Joel Silva

Personal information
- Full name: Joel Alberto Silva Estigarribia
- Date of birth: 13 January 1989 (age 37)
- Place of birth: Carapeguá, Paraguay
- Height: 1.84 m (6 ft 1⁄2 in)
- Position: Goalkeeper

Team information
- Current team: Deportes Quindío
- Number: 30

Youth career
- Guaraní

Senior career*
- Years: Team / Apps / (Gls)
- 2007–2012: Guaraní / 112 / (0)
- 2013: → Luqueño (loan) / 35 / (0)
- 2015–2018: Deportes Tolima / 135 / (0)
- 2018–2019: Deportivo Capiatá / 39 / (0)
- 2019–2020: Olimpia / 0 / (0)
- 2022–2023: Fernando de la Mora
- 2025: River Plate
- 2026–: Deportes Quindío

International career^{‡}
- 2011–: Paraguay / 7 / (0)

= Joel Silva (footballer, born 1989) =

Paraguayan footballer

Joel Alberto Silva Estigarribia (born 13 January 1989) is a Paraguayan international footballer who plays as a goalkeeper for Colombian club Deportes Quindío.
==Career==
Born in Carapeguá, Silva has played for Guaraní, Luqueño and Deportes Tolima.
He made his international debut for Paraguay in 2011, and appeared at the 2009 FIFA U-20 World Cup where he was the team captain.

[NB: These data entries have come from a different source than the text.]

PR #90, opened 2026-09-11
feat(core): ResiliencePolicy - timeout, retry, backoff, jitter, fallback

### LINKED ISSUE #81: Feature Request: Add Resilience support
## Feature Request: Add Resilience support

Dunx already provides many important building blocks for production applications, but I think it is missing a unified **Resilience** capability.

For real-world applications, calls to external services and infrastructure such as HTTP APIs, databases, Redis, and message queues can fail or become slow. It would be useful for Dunx to provide a consistent way to handle these failures.

### Suggested capabilities

A Resilience module could provide:

* Timeout
* Retry
* Exponential backoff
* Jitter
* Circuit breaker
* Bulkhead / concurrency isolation
* Rate limiter
* Fallback

Ideally, these capabilities could be composed into a resilience pipeline:

```text
Service
  ↓
Resilience
  ├── Timeout
  ├── Retry + Backoff + Jitter
  ├── Circuit Breaker
  ├── Bulkhead
  └── Fallback
  ↓
External Dependency
```

For example:

```ts
const payment = resilience('payment', {
  timeout: 3000,
  retry: {
    maxAttempts: 3,
    backoff: 'exponential',
    jitter: true,
  },
  circuitBreaker: {
    failureRate: 50,
    openDuration: 30_000,
  },
})
```

Then application code could simply use:

```ts
await payment.execute(() => paymentApi.charge(order))
```

It would also be great if Resilience could integrate with Dunx's DI and interceptor system, allowing policies to be applied consistently without duplicating retry/timeout/circuit-breaker logic throughout services.

I think a built-in Resilience module would make Dunx more suitable for production and distributed applications.

petarzarkov:
Closes #81, in part.

The generic half of `@dunx/http/client`'s retry moves to `@dunx/core` as
`ResiliencePolicy` (timeout, retry, backoff, jitter, fallback), with
`ResilienceModule.forRoot`/`forRootAsync` and a memoised `resiliencePolicy(name)`
shaped like `HttpModule`. `RetryClassifier` is the seam that keeps `HttpStatusCode`
out of core; `HttpRetryClassifier` stays in `@dunx/http`, and `client/retry.ts`
goes from 167 lines to 83. `HttpService` builds a policy per call.

Consumer surface holds: `BackoffOptions` and `RetryOptions` are re-exported from
`@dunx/http/client`, and `HttpRetryOptions` adds `shouldRetryOnStatus` and
`respectRetryAfter`. `examples/full/src/upstream` compiles unchanged and gains an
`UpstreamPolicy`.

**Guide number: this branch adds `docs/guide/25-resilience.md` and renumbers
nothing.** It is picked against #88's layout, where `19-caching` pushes the tail to
`24-upgrading`, so 25 is free either way. On this branch alone there is a gap at 24;
order still ascends and "Going live" stays contiguous, so `site.test.tsx` passes
before and after that merge. No other guide file is touched.

Refused, and why:

- **Rate limiter.** A second declaration of `ThrottleStore`. `ThrottleModule` is
  the same job in the direction that has the caller to key on.
- **Retry of work this process owns.** bullmq's, through `@dunx/infra/queue` -
  `internal/notes/research/brokers.md:394`.
- **Circuit breaker and bulkhead.** Deferred. Half-open probing, window choice,
  isolation and state hydration are a library's job; cockatiel as an optional peer
  if it is taken.

`docs/bun-apis.md` gains one finding this turned up: Bun's runtime transpiler
cache serves a stale `?raw` module over 50 KB, so regenerating the docs model and
running its suite in the same checkout reads the previous model.

## Summary by CodeRabbit

- **New Features**
  - Added configurable resilience policies with retries, timeouts, exponential backoff, jitter, cancellation, callbacks, and fallback results.
  - Added HTTP-aware retry handling for status codes, transport failures, and `Retry-After` responses.
  - Added response-body parsing that supports JSON and raw-text responses.
  - HTTP requests now honor policy-provided cancellation signals.

- **Documentation**
  - Added a comprehensive resilience guide and updated package documentation.

- **Tests**
  - Added coverage for retries, fallbacks, timeout cancellation, HTTP classification, and end-to-end resilience scenarios.


dunxonu (commented):

examples/full/src/upstream/upstream.demo.ts
```diff
@@ -80,5 +82,34 @@ export class UpstreamDemo {
...
     }
+
+    await this.demonstratePolicy(url);
+  }
+
+  /** `ResiliencePolicy` around the same upstream: the retry loop is core's, and
+   * the verdict on a status is `HttpRetryClassifier`'s. */
+  private async demonstratePolicy(url: string): Promise<void> {
+    const key = `policy-${Date.now()}`;
+    const recovered = await this.policy.run(() =>
```
dunxonu: `demonstratePolicy` calls `this.policy.run(() => this.http.get(...))`, discarding the `AbortSignal` that `ResiliencePolicy.run` hands to `op`, so the policy's `timeoutMs` never reaches the actual `fetch` call.

**How it fails:** `ResilienceModule.forRootAsync` binds `UpstreamPolicy` with `timeoutMs: config.get('upstream').timeoutMs`; because the zero-arg arrow `() => this.http.get(url, { retry: { maxRetries: 0 } })` ignores the `signal` parameter, `AbortSignal.timeout(...)` created in `ResiliencePolicy#signal()` fires but is never attached to the underlying request. If the upstream hangs instead of returning promptly, the call runs unbounded despite the policy claiming a timeout. This directly contradicts the pattern the PR's own guide documents as correct usage: `docs/guide/25-resilience.md:36` shows `this.policy.run((signal) => this.gateway.charge(order, signal))`. The identical bug is duplicated at `upstream.demo.ts:104` (the 404/fallback demo) and in the vendored copy `tools/create-app/templates/features/upstream/upstream.demo.ts`, and the new test in `examples/full/src/service.test.ts` reproduces the same pattern, so no test exercises the signal contract `ResiliencePolicy.run` actually promises.

packages/core/src/resilience/policy.ts
```diff
@@ -0,0 +1,92 @@
...
+    const verdict = this.options.classifier.classify(error);
+    if (!verdict.retry) return { retry: false, delayMs: 0 };
+
+    const computed = backoffDelay(attempt, {
+      baseMs: retryDelayMs,
+      ...backoff,
+    });
+    // An upstream asking for an hour should not park a request handler for an
+    // hour, so what the failure asked for is still capped by the ceiling.
+    const maxMs = backoff?.maxMs ?? 30_000;
```
dunxonu: The `30_000` default for `maxMs` used to cap a `Retry-After`-supplied delay is a second, independent copy of the same literal default in `backoff.ts`.

**How it fails:** `backoff.ts:28` defaults `maxMs = 30_000` for the computed backoff; `policy.ts:77` independently writes `backoff?.maxMs ?? 30_000` to cap an upstream-requested (`Retry-After`) delay. If a future change updates one default (e.g. to tune the ceiling repo-wide) without updating the other, computed backoff and header-driven delay silently diverge in their ceiling, an inconsistency invisible to any test that does not compare both paths.

packages/core/src/resilience/policy.ts
```diff
@@ -0,0 +1,92 @@
...
+    const asked = verdict.delayMs;
+    return {
+      retry: true,
+      delayMs: asked === undefined ? computed : Math.min(asked, maxMs),
+    };
+  }
+
+  #signal(): AbortSignal {
```
dunxonu, line 106: `#signal()` always builds a combined signal via `AbortSignal.any([...])`, even for the common case of `timeoutMs: 0` and no caller `signal`, where the pre-refactor code explicitly skipped constructing one.

**How it fails:** Every default-config `ResiliencePolicy`/`HttpService` call (no per-call timeout override, no caller signal) now allocates an `AbortSignal.any([])` wrapper per attempt instead of passing `undefined` to `fetch`, as the code did before this PR (`signals.length === 0 ? {} : { signal: AbortSignal.any(signals) }` in the old `service.ts`). Functionally harmless but a needless allocation on the hot path of every outbound request with no timeout configured.

examples/full/src/upstream/upstream.demo.ts
dunxonu: The ResiliencePolicy demo never threads the per-attempt AbortSignal into the wrapped HttpService call, so the policy's timeout/cancellation half is inert.

**How it fails:** `this.policy.run(() => this.http.get(url, { retry: { maxRetries: 0 } }))` ignores the `signal` argument `ResiliencePolicy.run` provides and never passes `{ signal }` to `HttpService.get`. Per docs/guide/25-resilience.md's own stated semantics ('an operation that ignores it still runs to completion, and only a fetch or a throwIfAborted() makes the budget real'), `UpstreamPolicy`'s timeoutMs never actually bounds or cancels the underlying fetch; it currently reads as working only because `HttpClientModule` and `ResilienceModule` in upstream.module.ts happen to share the same `config.get('upstream').timeoutMs` value, masking the gap. A consumer copying this pattern with a shorter outer timeout would see no cancellation at all.

dunxonu (commented):

petarzarkov:
All three findings were real. Fixed in b9cc5a3.

**The demo dropped the attempt signal** (two comments on `upstream.demo.ts:93`). Reproduced first: a policy with `timeoutMs: 150` around `http.get('api/upstream/slow')` with the signal dropped resolved `{"done":true}` after 310 ms; threading it aborted at 151 ms. Fixed in the demo, the vendored template and the suite. `UpstreamPolicy`'s budget is now 150 ms rather than the client's own `upstream.timeoutMs`, so the masking the comment describes is gone, and the demo's third step calls the 300 ms route with `timeoutMs: 0` on the client, leaving the policy's signal as the only thing that can cancel it. Two regression guards: `examples/full/src/resilience.test.ts` fails on `expect(answered.done).toBeUndefined()` when the signal is dropped (verified by dropping it), and `tour.test.ts` covers the demo's own narration, which raises rather than logging if the call completes. The guide gained one line on the same point.

**The duplicated `30_000`.** One `DEFAULT_MAX_DELAY_MS` in `backoff.ts`, used by `backoffDelay`'s default and by the `Retry-After` cap. There is no failing behaviour to reproduce for a duplicate, so the guard is a test that pins the header-driven cap to `backoffDelay`'s own default rather than to a second literal.

**`AbortSignal.any([])` per attempt.** Correct, and measured before changing it: `AbortSignal.any([])` is 237 ns against a 40 us localhost `fetch`, so it is under run-to-run noise end to end rather than a hot-path cost. Changed anyway, since it is smaller code: `#signal()` returns the one signal it has, or a process-wide never-aborting one, and calls `AbortSignal.any` only when there are two to combine. A shared never-aborting signal was checked for listener accumulation across 8000 fetches and showed none.

One thing not asked for: the two policy tests moved out of `service.test.ts` into `examples/full/src/resilience.test.ts`, because the new case took that file to 808 of the 800-line cap.

`bun run ci` is green, 13 of 13. `@dunx/core` at 95.3% lines, 91.2% functions.

dunxonu (commented):
Fine. This is a well-tested, clean PR that already fixed its own bug in the second commit. Based on my thorough manual review across correctness, removed-behavior, cross-file, reuse, simplification, efficiency, altitude, and CLAUDE.md conventions, I did not find any surviving defect worth flagging with high confidence.

Final findings:

```json
[]
```

packages/core/src/resilience/module.ts
```diff
@@ -0,0 +1,174 @@
...
+  provide,
+  type AsyncModuleConfig,
+  type Deps,
+  type FactoryProvider,
+} from '../di/provider.js';
+import { token, type Ctor, type Token } from '../di/token.js';
+import { ResilienceOptions, type ResilienceOptionsInit } from './options.js';
+import { ResiliencePolicy } from './policy.js';
+
+const tokens = new Map<string, Token<ResiliencePolicy>>();
```
dunxonu, line 12: resiliencePolicy(name)'s Map-based token memoization duplicates the same pattern already in httpClient(name) and redisConnection(name)

**How it fails:** The exact `Map<string, Token<T>>` memoization shape now exists three times (packages/http/src/client/module.ts's httpClient, packages/infra/src/redis/module.ts's redisConnection, and this new resiliencePolicy) with no shared helper; the doc comment even says 'the same shape as httpClient(name), which documents it at length' without extracting it, so a fix to the memoization pattern (e.g. a name-collision guard) has to be applied in three places.

packages/core/src/resilience/module.ts
```diff
@@ -0,0 +1,174 @@
...
+   * ```ts
+   * export class PaymentPolicy extends ResiliencePolicy {}
+   * ResilienceModule.forRoot({ timeoutMs: 3_000 }, PaymentPolicy);
+   *
+   * class Checkout {
+   *   constructor(private readonly policy: PaymentPolicy) {}
+   * }
+   * ```
+   */
+  static forRoot(
```
dunxonu, line 105: forRoot and forRootAsync each hand-build an identical unnamed DynamicModule object literal (module/exports/providers) instead of sharing one helper

**How it fails:** Lines 113-121 and 161-172 duplicate `{ module: ResilienceModule, exports: [ResilienceOptions, ResiliencePolicy], providers: [...] }` with only the options-provider shape differing; a future change to what the unnamed module exports or provides has to be edited in both places, the way namedModule was already factored out for the named case.

dunxonu (commented):

petarzarkov:
All five findings were real. Each was reproduced before fixing.

**`onSuccess` inside the operation's `try`** - the serious one. A throwing success hook was caught by the attempt's own `catch`, classified as a failed attempt, and the operation ran again. Measured at **four calls for an operation that succeeded every time**, which for the charge in the guide is four charges. The `try` now holds the call and nothing else.

**`fallback` wrapping the whole loop** - measured returning `FALLBACK` with the operation called **zero** times, because `onAttempt` throws before the operation runs. It now applies only where an attempt terminally failed; a callback or classifier error propagates as itself. Four regression tests, including one pinning that a real operation failure still reaches the fallback.

**`readBody` swallowing a failed read** - real. A 2xx whose stream broke reached the caller as a success with no data. It rejects now. The two error paths in `HttpService` opt back into tolerating it, because there the status is the signal and an unreadable body should not replace a 4xx with a read error.

**The SSE connection timeout** - real, and it contradicted the method's own doc comment. Proved it: an `AbortSignal.timeout(200)` handed to `fetch` let headers through and then killed a 600 ms stream with `TimeoutError`. Replaced with a `ConnectDeadline` cleared when `fetch` resolves, so it can only ever end the connect while the caller's signal still cancels the body.

**Idempotency in the guide** - fair, and worth more than a footnote given the first bug above. The example now carries the caveat: send an idempotency key, or narrow the classifier to failures that cannot have landed.

`service.ts` crossed the 500-line cap during this, so the SSE parser and `ConnectDeadline` moved to `client/sse.ts` with tests of their own. Full `bun run ci` green, 13 of 13.

packages/core/src/resilience/policy.ts
```diff
@@ -0,0 +1,112 @@
...
+
+  #decide(
+    error: unknown,
+    attempt: number,
+  ): { readonly retry: boolean; readonly delayMs: number } {
+    const { retryDelayMs = 1000, backoff } = this.options.retry;
+    const verdict = this.options.classifier.classify(error);
+    if (!verdict.retry) return { retry: false, delayMs: 0 };
+
+    const computed = backoffDelay(attempt, {
```
dunxonu, line 90: #decide computes backoffDelay unconditionally even when the classifier already supplied an explicit delayMs that discards it.

**How it fails:** On a retry where the classifier returns a Retry-After-derived `delayMs` (e.g. HttpRetryClassifier honoring a 429's header, the common production case), `computed = backoffDelay(...)` still runs - drawing from `crypto.getRandomValues` and doing the exponent math - and its result is thrown away one line later because `asked !== undefined`. Moving the `backoffDelay` call inside the `asked === undefined` branch skips the wasted work on every Retry-After-driven retry.

dunxonu (commented):

3 further findings are in code untouched since the last review, and so were reportable then. Not repeated here.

After leaving Deportivo Capiatá, Silva played for Olimpia (2019–2020) and Fernando de la Mora (2022–2023) in Paraguay, before a spell at River Plate of the Paraguayan División Intermedia.

On 29 January 2026, Silva returned to Colombian football, signing with Deportes Quindío of the Categoría Primera B on a contract until December 2026.